Object-oriented programming includes many states and codes in a format that is complex to understand and interpret. ORMs translate this data and create a structured map to help developers understand the underlying database structure. The mapping explains how objects are related to different tables. ORMs use this information to convert data between tables and generate the SQL code for a relational database to insert, update, create and delete data in response to changes the application makes to the data object. Once written, the ORM mapping will manage the application’s data needs and you will not need to write any more low-level code.
ORMs create a model of the object-oriented program with a high-level of abstraction. In other words, it makes a level of logic without the underlying details of the code. Mapping describes the relationship between an object and the data without knowing how the data is structured. The model can then be used to connect the application with the SQL code needed to manage data activities. This “plumbing” type of code does not have to be rewritten, saving the developer a tremendous amount of time.
Examples: Entity Framework, NHibernate, Hibernate, SQLAlchemy
Decision Drivers¶
- availability, data security, data consistency and performance constrains
- constrains from existing application(s)
- backup and recovery policy
- data center or hosting options
- budget for different phases, including licensing and ongoing maintenance and upgrade costs during your project's lifetime
Considered Options¶
- MSSQL - Microsoft SQL Server 2022 - the most Azure-enabled release yet, with continued performance, security, and availability innovation. Microsoft SQL Server Standard Edition delivers fully featured database capabilities for mid-tier applications and data marts.

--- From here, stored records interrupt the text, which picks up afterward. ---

PR #4658, opened 2026-04-01
fix: guard BaseEndpoint assignment for wafregional and shield clients

kahirokunn:
### Description

All service clients in NewDefaultAWSClientsProvider guard the o.BaseEndpoint assignment with if customEndpoint != nil, except wafregional and shield. This is likely an oversight.

Without the guard, when --aws-api-endpoints is not set, nil is unconditionally assigned to o.BaseEndpoint, which overwrites the value inherited from cfg via NewFromConfig (e.g. AWS_ENDPOINT_URL).

This PR adds the same if != nil guard to these two clients, consistent with the other seven.

### Checklist
- [ ] Manually tested


zac-nixon:
/lgtm
/approved

Thanks!

PR #4665, opened 2026-04-03
add calculate attached listenerset unit test

zac-nixon:
cut v3.2.0 release + adds a unit test for calculating # of attached listener sets


shraddhabang (commented):
/lgtm

helm/aws-load-balancer-controller/Chart.yaml
```diff
@@ -2,7 +2,7 @@ apiVersion: v2
 name: aws-load-balancer-controller
 description: AWS Load Balancer Controller Helm chart for Kubernetes
 version: 3.1.0
-appVersion: v3.1.0
+appVersion: v3.2.0
```
shuqz, line 5: why is version not being updated?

- PostgreSQL - PostgreSQL is an advanced, enterprise-class, and open-source relational database system. PostgreSQL supports both SQL (relational) and JSON (non-relational) querying.
Decision Outcome¶
Chosen option: "PostgreSQL" because,
- It is free.
Pros and Cons of the Options¶
MSSQL¶
Relational database management system:
- Commercial product from Microsoft and can be licensed on a per-core model or server and client access level (CAL) model.
- SQL Server offers clustered and non-clustered indexes. Clustered indexes sort and data rows in the table or view based on key values (columns in the index definition).
- SQL Server is case insensitive by default. The case sensitivity can be changed by adjusting the SQL Server’s collation settings. The collation settings for case sensitivity can be set at the database or column level.
- SQL Server has the geography data type for storing geographic spatial data.
- SQL Server replication duplicates data from a Publisher server to a Subscriber.
- SQL Server offers triggers for different types of database events: (DML, DDL, Logon Triggers)
PostgreSQL¶
Object-relational database management system:
- Open source (completely free)
- PostgreSQL offers a number of options for index types.
- PostgreSQL is case sensitive for evaluating strings.
- PostgreSQL does not have a native data type for geographic data. The open-source PostGIS resource offers support for geographic objects.
- PostgreSQL has Primary-Secondary replication. Replication can be synchronous or asynchronous.
- PostgreSQL has advanced triggers. Supported triggering events are AFTER, BEFORE, and INSTEAD OF, and they can be used for INSERT, UPDATE, and DELETE events.